• Description of the task: Extract the listing in its entirety, keeping each line identical to the original.

• Data records:
PR #186, opened 2023-06-08
`Generator`: add support for sampling

danieldk:
## Description

This change adds support for sampling to the generator. When sampling is used, we draw a random piece using the given softmax distribution. This adds more variety to the output than greedy/deterministic argmax generation.

To offer some initial control over the sampling, this change also adds top-k sampling and softmax temperature. These two techniques transform the logits before sampling. In order to allow such transforms, we introduce a new base class `LogitsTransform`, with derived `TopKTransform` and `TemperatureTransform` classes.

From the user's perspective, top-k and temperature are configured through the new `SampleGenerationConfig` class. For greedy generation, we add `GreedyGenerationConfig`.

## Checklist

- [ ] I confirm that I have the right to submit this contribution under the project's MIT license.

### DIFF
--- a/curated_transformers/generation/config.py
+++ b/curated_transformers/generation/config.py
@@ -51,7 +51,8 @@ class SampleGeneratorConfig(GeneratorConfig):
         - T < 1: the entropy of the distribution is decreased.
         - T > 1: the entropy of the distribution is increased.
     :param top_k:
-        Sample from top-k highest-probability pieces.
+        Sample from top-k highest-probability pieces. k < 1 disables top-k
+        filtering.
     """
 
     temperature: float = 1.0
--- a/curated_transformers/generation/config.py
+++ b/curated_transformers/generation/config.py
@@ -1,0 +1,66 @@
+from abc import ABC, abstractmethod
+from dataclasses import dataclass
+
+from .logits import (
+    CompoundLogitTransforms,
+    LogitsTransform,
+    TemperatureTransform,
+    TopKTransform,
+)
+
+
+class GeneratorConfig(ABC):
+    """Configuration of the generator."""
+
+    @abstractmethod
+    def logits_transform(self) -> LogitsTransform:
+        """
+        Get logit transform for the configuration.
+
+        :returns:
+            Logits transform. Usually multiple composed transforms.
+        """
+        ...
+
+
+class GreedyGeneratorConfig(GeneratorConfig):
+    """
+    Configuration for greedy generation.
+
+    Greedy generation always selects the highest-probability piece, leading
+    to deterministic generation.
+    """
+
+    def logits_transform(self) -> LogitsTransform:
+        return CompoundLogitTransforms([])
+
+
+@dataclass
+class SampleGeneratorConfig(GeneratorConfig):
+    """
+    Configuration for generation with sampling.
+
+    Sampling-based generation samples pieces from probability distributions.
+    Generation is non-deterministic as a result, but provides more varied
+    output.
+
+    :param temperature:
+        Softmax temperature. For a temperature T:
+
+        - T = 1: the distribution is not changed.
+        - T < 1: the entropy of the distribution is decreased.
+        - T > 1: the entropy of the distribution is increased.
+    :param top_k:
+        Sample from top-k highest-probability pieces.
+    """
+
+    temperature: float = 1.0
+    top_k: int = 0
+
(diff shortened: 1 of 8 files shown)


curated_transformers/generation/logits.py
```diff
@@ -0,0 +1,118 @@
...
+
+
+class LogitsTransform(ABC):
+    """
+    A logits transform changes the logits of a softmax distribution in some
+    way. For instance, :class:`TemperatureTransform` changes the temperature
+    of the softmax distribution.
+    """
+
+    def __call__(self, logits: Tensor, inplace=False) -> Tensor:
```
shadeMe, line 14:
```suggestion
    def __call__(self, logits: Tensor, inplace: bool = False) -> Tensor:
```

curated_transformers/generation/logits.py
```diff
@@ -0,0 +1,118 @@
...
+        Transform the given logits.
+
+        :param logits:
+            The logits array.
+            **Shape:** (..., n_class)
+        :param inplace:
+            Transform logits in-place.
+        :returns:
+            The transformed logits. This will be the same tensor object as
+            the ``logits`` argument when ``inplace`` is set.
```
shadeMe, line 25: Are the double back-ticks intentional?

curated_transformers/generation/logits.py
```diff
@@ -0,0 +1,118 @@
...
+    def __init__(self, k: int):
+        """
+        Construct a top-k logits transform.
+
+        :param k:
+            The value of k in top-k. The transform is a noop for values
+            less than 1.
+        """
+        super().__init__()
+        self.k = k
```
shadeMe, line 71: What speaks against making `k>=1` an requirement?

curated_transformers/generation/logits.py
```diff
@@ -0,0 +1,118 @@
...
+        p(y|x) = \frac{\mbox{exp}(\frac{z_i}{T})}{\sum_{y'=1}^N{\mbox{exp}(\frac{z_{y'}}{T})}}
+
+    For a temperature T:
+
+    - T = 1: the distribution is not changed.
+    - T < 1: the entropy of the distribution is decreased.
+    - T > 1: the entropy of the distribution is increased.
+    """
+
+    def __init__(self, temperature=1.0):
```
shadeMe, line 100:
```suggestion
    def __init__(self, temperature: float = 1.0):
```

curated_transformers/tests/generation/test_dolly_v2.py
```diff
@@ -26,7 +33,35 @@ def test_generate_deterministic():
...
+        "What is spaCy?",
+    ]
+    # Fix the seed so that we are always randomly sampling in the same way.
+    torch.manual_seed(0)
+    assert dolly_generator(prompts, config=SampleGeneratorConfig(top_k=10)) == [
+        "SpaCy (short for Spanish-Portuguese-Chinese artificial intelligence language model) is an open-source language model (LLM) that uses a novel combination of deep learning, big-data, and semantic parsing to provide the best accuracy available with no human involvement. It is one of the most effective open-source language models.\n\n",
+        "SpaCy is an open-source package for Python that provides language model (LM) and automatic speech recognition (ASR) functionality.\n\n",
+    ]
+
+    torch.manual_seed(0)
```
shadeMe, line 56: Do we need to set this multiple times?

curated_transformers/generation/logits.py
danieldk: You want some value of `k` where you can effectively disable it. It seems that other implementations use `k<1` to do this. You could set `k` to a large value, bet then you need to know the vocab size.

curated_transformers/generation/config.py
```diff
@@ -0,0 +1,66 @@
...
+    output.
+
+    :param temperature:
+        Softmax temperature. For a temperature T:
+
+        - T = 1: the distribution is not changed.
+        - T < 1: the entropy of the distribution is decreased.
+        - T > 1: the entropy of the distribution is increased.
+    :param top_k:
+        Sample from top-k highest-probability pieces.
```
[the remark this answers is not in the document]
danieldk: Fixed.

curated_transformers/tests/generation/test_dolly_v2.py
danieldk: Removed.

shadeMe (approved):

• Result:
PR #186, opened 2023-06-08
`Generator`: add support for sampling

danieldk:
## Description

This change adds support for sampling to the generator. When sampling is used, we draw a random piece using the given softmax distribution. This adds more variety to the output than greedy/deterministic argmax generation.

To offer some initial control over the sampling, this change also adds top-k sampling and softmax temperature. These two techniques transform the logits before sampling. In order to allow such transforms, we introduce a new base class `LogitsTransform`, with derived `TopKTransform` and `TemperatureTransform` classes.

From the user's perspective, top-k and temperature are configured through the new `SampleGenerationConfig` class. For greedy generation, we add `GreedyGenerationConfig`.

## Checklist

- [ ] I confirm that I have the right to submit this contribution under the project's MIT license.

### DIFF
--- a/curated_transformers/generation/config.py
+++ b/curated_transformers/generation/config.py
@@ -51,7 +51,8 @@ class SampleGeneratorConfig(GeneratorConfig):
         - T < 1: the entropy of the distribution is decreased.
         - T > 1: the entropy of the distribution is increased.
     :param top_k:
-        Sample from top-k highest-probability pieces.
+        Sample from top-k highest-probability pieces. k < 1 disables top-k
+        filtering.
     """
 
     temperature: float = 1.0
--- a/curated_transformers/generation/config.py
+++ b/curated_transformers/generation/config.py
@@ -1,0 +1,66 @@
+from abc import ABC, abstractmethod
+from dataclasses import dataclass
+
+from .logits import (
+    CompoundLogitTransforms,
+    LogitsTransform,
+    TemperatureTransform,
+    TopKTransform,
+)
+
+
+class GeneratorConfig(ABC):
+    """Configuration of the generator."""
+
+    @abstractmethod
+    def logits_transform(self) -> LogitsTransform:
+        """
+        Get logit transform for the configuration.
+
+        :returns:
+            Logits transform. Usually multiple composed transforms.
+        """
+        ...
+
+
+class GreedyGeneratorConfig(GeneratorConfig):
+    """
+    Configuration for greedy generation.
+
+    Greedy generation always selects the highest-probability piece, leading
+    to deterministic generation.
+    """
+
+    def logits_transform(self) -> LogitsTransform:
+        return CompoundLogitTransforms([])
+
+
+@dataclass
+class SampleGeneratorConfig(GeneratorConfig):
+    """
+    Configuration for generation with sampling.
+
+    Sampling-based generation samples pieces from probability distributions.
+    Generation is non-deterministic as a result, but provides more varied
+    output.
+
+    :param temperature:
+        Softmax temperature. For a temperature T:
+
+        - T = 1: the distribution is not changed.
+        - T < 1: the entropy of the distribution is decreased.
+        - T > 1: the entropy of the distribution is increased.
+    :param top_k:
+        Sample from top-k highest-probability pieces.
+    """
+
+    temperature: float = 1.0
+    top_k: int = 0
+
(diff shortened: 1 of 8 files shown)


curated_transformers/generation/logits.py
```diff
@@ -0,0 +1,118 @@
...
+
+
+class LogitsTransform(ABC):
+    """
+    A logits transform changes the logits of a softmax distribution in some
+    way. For instance, :class:`TemperatureTransform` changes the temperature
+    of the softmax distribution.
+    """
+
+    def __call__(self, logits: Tensor, inplace=False) -> Tensor:
```
shadeMe, line 14:
```suggestion
    def __call__(self, logits: Tensor, inplace: bool = False) -> Tensor:
```

curated_transformers/generation/logits.py
```diff
@@ -0,0 +1,118 @@
...
+        Transform the given logits.
+
+        :param logits:
+            The logits array.
+            **Shape:** (..., n_class)
+        :param inplace:
+            Transform logits in-place.
+        :returns:
+            The transformed logits. This will be the same tensor object as
+            the ``logits`` argument when ``inplace`` is set.
```
shadeMe, line 25: Are the double back-ticks intentional?

curated_transformers/generation/logits.py
```diff
@@ -0,0 +1,118 @@
...
+    def __init__(self, k: int):
+        """
+        Construct a top-k logits transform.
+
+        :param k:
+            The value of k in top-k. The transform is a noop for values
+            less than 1.
+        """
+        super().__init__()
+        self.k = k
```
shadeMe, line 71: What speaks against making `k>=1` an requirement?

curated_transformers/generation/logits.py
```diff
@@ -0,0 +1,118 @@
...
+        p(y|x) = \frac{\mbox{exp}(\frac{z_i}{T})}{\sum_{y'=1}^N{\mbox{exp}(\frac{z_{y'}}{T})}}
+
+    For a temperature T:
+
+    - T = 1: the distribution is not changed.
+    - T < 1: the entropy of the distribution is decreased.
+    - T > 1: the entropy of the distribution is increased.
+    """
+
+    def __init__(self, temperature=1.0):
```
shadeMe, line 100:
```suggestion
    def __init__(self, temperature: float = 1.0):
```

curated_transformers/tests/generation/test_dolly_v2.py
```diff
@@ -26,7 +33,35 @@ def test_generate_deterministic():
...
+        "What is spaCy?",
+    ]
+    # Fix the seed so that we are always randomly sampling in the same way.
+    torch.manual_seed(0)
+    assert dolly_generator(prompts, config=SampleGeneratorConfig(top_k=10)) == [
+        "SpaCy (short for Spanish-Portuguese-Chinese artificial intelligence language model) is an open-source language model (LLM) that uses a novel combination of deep learning, big-data, and semantic parsing to provide the best accuracy available with no human involvement. It is one of the most effective open-source language models.\n\n",
+        "SpaCy is an open-source package for Python that provides language model (LM) and automatic speech recognition (ASR) functionality.\n\n",
+    ]
+
+    torch.manual_seed(0)
```
shadeMe, line 56: Do we need to set this multiple times?

curated_transformers/generation/logits.py
danieldk: You want some value of `k` where you can effectively disable it. It seems that other implementations use `k<1` to do this. You could set `k` to a large value, bet then you need to know the vocab size.

curated_transformers/generation/config.py
```diff
@@ -0,0 +1,66 @@
...
+    output.
+
+    :param temperature:
+        Softmax temperature. For a temperature T:
+
+        - T = 1: the distribution is not changed.
+        - T < 1: the entropy of the distribution is decreased.
+        - T > 1: the entropy of the distribution is increased.
+    :param top_k:
+        Sample from top-k highest-probability pieces.
```
[the remark this answers is not in the document]
danieldk: Fixed.

curated_transformers/tests/generation/test_dolly_v2.py
danieldk: Removed.

shadeMe (approved):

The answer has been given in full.